Exercise objective = Copy every line from the data below in which the string "once" can be found.

Data =
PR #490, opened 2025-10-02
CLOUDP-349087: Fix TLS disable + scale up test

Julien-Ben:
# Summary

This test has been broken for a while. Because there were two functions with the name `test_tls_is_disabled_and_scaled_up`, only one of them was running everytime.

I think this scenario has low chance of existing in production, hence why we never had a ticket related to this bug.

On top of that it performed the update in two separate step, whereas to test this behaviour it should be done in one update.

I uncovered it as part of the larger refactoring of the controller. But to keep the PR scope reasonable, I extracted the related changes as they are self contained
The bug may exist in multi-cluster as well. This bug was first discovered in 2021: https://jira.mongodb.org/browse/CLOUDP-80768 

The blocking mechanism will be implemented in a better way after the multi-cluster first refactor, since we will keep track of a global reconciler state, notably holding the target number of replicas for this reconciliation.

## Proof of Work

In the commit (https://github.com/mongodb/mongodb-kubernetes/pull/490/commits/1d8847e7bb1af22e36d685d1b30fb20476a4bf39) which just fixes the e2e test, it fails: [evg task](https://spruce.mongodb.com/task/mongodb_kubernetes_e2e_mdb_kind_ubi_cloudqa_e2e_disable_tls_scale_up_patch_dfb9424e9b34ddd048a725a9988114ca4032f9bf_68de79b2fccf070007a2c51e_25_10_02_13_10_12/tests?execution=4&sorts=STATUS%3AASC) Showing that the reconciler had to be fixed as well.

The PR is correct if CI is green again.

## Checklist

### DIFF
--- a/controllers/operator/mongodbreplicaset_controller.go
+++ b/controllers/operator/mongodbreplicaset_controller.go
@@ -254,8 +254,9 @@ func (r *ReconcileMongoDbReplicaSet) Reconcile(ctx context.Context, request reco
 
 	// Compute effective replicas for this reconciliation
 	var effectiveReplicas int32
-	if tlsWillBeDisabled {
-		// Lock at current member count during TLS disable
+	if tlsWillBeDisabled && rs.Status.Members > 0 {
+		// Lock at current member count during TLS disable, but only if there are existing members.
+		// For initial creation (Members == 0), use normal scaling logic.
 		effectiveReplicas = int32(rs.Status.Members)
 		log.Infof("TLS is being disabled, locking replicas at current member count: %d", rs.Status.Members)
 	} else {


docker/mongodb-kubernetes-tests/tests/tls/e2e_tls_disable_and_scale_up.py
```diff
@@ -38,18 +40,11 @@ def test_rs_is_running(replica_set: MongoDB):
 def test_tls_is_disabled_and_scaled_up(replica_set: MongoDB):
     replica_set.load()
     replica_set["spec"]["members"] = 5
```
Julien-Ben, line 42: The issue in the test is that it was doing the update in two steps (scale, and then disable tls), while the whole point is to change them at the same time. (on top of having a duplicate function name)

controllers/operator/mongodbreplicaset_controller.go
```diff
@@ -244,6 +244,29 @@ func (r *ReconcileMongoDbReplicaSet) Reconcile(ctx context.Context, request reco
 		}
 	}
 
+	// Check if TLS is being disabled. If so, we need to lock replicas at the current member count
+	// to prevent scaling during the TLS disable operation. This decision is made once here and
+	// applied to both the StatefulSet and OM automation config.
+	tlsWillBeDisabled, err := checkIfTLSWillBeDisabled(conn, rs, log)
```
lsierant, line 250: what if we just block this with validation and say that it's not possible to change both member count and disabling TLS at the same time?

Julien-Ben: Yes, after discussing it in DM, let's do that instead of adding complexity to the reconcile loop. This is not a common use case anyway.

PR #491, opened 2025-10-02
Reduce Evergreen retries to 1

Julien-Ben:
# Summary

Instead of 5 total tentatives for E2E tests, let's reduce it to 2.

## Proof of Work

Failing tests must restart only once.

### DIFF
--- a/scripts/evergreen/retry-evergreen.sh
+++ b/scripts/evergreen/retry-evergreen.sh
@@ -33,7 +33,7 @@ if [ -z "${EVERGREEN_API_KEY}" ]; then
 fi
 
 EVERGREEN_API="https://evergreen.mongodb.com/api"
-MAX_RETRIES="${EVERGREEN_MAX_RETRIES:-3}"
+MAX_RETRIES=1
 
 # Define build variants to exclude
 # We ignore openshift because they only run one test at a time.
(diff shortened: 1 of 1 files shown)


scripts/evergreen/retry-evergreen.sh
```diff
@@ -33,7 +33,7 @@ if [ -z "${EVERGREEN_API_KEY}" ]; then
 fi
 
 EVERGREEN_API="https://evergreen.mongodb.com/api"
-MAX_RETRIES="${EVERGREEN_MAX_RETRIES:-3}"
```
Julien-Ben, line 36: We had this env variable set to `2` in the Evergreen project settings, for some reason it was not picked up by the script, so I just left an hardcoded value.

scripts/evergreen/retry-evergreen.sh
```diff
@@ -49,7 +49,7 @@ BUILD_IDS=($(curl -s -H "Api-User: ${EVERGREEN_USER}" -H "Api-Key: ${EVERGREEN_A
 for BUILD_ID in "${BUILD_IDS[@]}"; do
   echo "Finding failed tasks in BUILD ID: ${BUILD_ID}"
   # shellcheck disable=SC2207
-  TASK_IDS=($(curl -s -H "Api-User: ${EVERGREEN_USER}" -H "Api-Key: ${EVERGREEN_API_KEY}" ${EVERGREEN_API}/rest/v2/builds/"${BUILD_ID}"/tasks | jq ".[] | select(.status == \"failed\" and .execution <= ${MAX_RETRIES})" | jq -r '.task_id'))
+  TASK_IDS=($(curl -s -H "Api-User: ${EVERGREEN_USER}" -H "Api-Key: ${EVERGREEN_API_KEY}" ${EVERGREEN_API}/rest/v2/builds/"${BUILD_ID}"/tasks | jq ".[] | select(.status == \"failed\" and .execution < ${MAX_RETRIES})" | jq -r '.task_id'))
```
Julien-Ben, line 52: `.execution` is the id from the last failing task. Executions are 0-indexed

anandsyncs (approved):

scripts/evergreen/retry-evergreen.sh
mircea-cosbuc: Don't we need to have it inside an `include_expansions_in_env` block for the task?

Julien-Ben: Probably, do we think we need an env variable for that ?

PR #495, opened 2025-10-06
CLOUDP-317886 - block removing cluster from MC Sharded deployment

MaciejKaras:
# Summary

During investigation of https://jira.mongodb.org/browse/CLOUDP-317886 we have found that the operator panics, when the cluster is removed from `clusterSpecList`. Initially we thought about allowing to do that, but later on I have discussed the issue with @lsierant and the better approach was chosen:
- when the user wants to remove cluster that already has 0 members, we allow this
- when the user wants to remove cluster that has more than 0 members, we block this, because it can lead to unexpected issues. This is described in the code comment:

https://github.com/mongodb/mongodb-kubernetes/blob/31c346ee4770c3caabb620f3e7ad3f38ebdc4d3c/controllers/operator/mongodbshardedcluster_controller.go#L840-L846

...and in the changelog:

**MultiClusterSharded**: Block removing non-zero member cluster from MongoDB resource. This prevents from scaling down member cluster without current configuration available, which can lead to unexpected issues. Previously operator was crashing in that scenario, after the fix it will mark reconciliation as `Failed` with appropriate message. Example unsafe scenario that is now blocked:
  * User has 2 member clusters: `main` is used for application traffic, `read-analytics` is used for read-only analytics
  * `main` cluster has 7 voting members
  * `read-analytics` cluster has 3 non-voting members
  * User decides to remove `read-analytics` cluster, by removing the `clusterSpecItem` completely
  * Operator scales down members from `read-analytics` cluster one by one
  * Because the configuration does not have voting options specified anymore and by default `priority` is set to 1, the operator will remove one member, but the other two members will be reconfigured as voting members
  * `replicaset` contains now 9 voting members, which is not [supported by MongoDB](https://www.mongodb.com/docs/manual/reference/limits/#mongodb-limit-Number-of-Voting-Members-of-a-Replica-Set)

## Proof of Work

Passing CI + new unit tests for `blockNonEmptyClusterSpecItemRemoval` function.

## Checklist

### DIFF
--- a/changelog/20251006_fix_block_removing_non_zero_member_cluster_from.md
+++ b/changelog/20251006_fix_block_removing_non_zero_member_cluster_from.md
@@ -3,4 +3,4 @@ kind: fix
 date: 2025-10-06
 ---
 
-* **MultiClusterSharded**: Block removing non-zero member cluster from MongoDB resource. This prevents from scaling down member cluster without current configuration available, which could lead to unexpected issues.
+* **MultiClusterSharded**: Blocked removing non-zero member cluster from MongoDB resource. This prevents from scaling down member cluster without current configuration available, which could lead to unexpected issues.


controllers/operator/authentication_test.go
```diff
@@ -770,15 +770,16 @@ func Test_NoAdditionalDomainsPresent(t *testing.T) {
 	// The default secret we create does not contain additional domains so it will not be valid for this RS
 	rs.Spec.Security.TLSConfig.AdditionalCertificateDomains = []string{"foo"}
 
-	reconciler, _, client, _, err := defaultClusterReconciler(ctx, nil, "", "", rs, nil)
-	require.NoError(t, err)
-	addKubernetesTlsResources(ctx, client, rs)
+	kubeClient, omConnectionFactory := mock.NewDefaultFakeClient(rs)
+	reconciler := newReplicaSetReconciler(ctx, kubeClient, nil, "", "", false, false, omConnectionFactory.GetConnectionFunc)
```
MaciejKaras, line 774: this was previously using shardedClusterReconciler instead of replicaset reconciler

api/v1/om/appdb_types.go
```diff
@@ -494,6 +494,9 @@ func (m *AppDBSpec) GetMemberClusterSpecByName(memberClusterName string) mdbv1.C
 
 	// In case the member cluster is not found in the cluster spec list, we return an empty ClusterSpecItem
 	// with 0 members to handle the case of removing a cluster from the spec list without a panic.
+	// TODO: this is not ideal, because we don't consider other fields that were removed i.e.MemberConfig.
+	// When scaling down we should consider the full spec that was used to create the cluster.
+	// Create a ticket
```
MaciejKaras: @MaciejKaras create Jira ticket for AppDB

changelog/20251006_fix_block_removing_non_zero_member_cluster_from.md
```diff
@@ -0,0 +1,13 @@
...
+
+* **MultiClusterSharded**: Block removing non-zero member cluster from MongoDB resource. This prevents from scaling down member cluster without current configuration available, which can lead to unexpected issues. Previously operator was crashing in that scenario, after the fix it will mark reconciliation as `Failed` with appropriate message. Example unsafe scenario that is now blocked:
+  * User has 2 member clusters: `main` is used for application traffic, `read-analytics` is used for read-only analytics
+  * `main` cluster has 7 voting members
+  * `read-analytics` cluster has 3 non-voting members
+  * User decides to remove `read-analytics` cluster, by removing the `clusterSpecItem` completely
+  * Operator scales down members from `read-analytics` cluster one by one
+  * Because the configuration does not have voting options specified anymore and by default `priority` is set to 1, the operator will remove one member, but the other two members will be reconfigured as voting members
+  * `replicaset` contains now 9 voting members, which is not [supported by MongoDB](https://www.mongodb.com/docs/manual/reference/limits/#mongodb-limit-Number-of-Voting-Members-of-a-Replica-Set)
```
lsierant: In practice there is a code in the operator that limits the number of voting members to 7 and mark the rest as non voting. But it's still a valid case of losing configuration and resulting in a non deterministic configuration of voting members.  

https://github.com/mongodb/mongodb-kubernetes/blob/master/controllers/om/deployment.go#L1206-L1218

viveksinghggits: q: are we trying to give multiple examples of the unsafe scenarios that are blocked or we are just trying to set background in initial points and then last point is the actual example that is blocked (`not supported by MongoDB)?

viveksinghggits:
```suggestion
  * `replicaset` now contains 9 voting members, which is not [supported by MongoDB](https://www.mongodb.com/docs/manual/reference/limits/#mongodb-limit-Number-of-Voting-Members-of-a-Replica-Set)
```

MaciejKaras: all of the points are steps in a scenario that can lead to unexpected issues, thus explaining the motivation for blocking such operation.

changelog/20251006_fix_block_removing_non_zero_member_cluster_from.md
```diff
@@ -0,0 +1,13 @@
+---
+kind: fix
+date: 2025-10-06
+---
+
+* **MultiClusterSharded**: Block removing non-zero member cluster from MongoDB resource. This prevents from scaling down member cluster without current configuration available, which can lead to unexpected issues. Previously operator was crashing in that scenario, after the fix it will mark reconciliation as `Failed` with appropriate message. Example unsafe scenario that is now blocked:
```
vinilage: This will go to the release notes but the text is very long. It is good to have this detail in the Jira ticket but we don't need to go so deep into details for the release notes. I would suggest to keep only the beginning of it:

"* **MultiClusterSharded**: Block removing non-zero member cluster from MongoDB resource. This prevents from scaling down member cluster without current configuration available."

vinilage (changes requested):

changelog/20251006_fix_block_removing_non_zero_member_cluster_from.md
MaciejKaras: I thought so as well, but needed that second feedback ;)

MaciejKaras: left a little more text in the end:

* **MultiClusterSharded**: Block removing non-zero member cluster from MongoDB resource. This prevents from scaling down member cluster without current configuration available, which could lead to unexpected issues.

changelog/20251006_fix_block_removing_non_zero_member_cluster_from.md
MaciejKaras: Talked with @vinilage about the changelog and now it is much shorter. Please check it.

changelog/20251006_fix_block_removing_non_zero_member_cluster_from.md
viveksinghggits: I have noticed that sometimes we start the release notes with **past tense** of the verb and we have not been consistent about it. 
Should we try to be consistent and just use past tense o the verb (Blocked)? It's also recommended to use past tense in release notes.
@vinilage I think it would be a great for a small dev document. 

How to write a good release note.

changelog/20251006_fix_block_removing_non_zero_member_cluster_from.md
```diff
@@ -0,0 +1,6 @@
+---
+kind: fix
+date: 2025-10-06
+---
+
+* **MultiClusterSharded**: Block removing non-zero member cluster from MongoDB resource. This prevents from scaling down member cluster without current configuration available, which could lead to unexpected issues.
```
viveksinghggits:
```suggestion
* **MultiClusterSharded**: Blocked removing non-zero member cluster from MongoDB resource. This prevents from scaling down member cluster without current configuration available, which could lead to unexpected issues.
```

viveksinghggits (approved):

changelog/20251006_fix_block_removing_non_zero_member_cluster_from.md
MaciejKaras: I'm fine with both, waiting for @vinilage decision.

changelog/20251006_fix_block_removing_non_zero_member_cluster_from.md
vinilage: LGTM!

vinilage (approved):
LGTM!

Written solution =
+	// to prevent scaling during the TLS disable operation. This decision is made once here and
Failing tests must restart only once.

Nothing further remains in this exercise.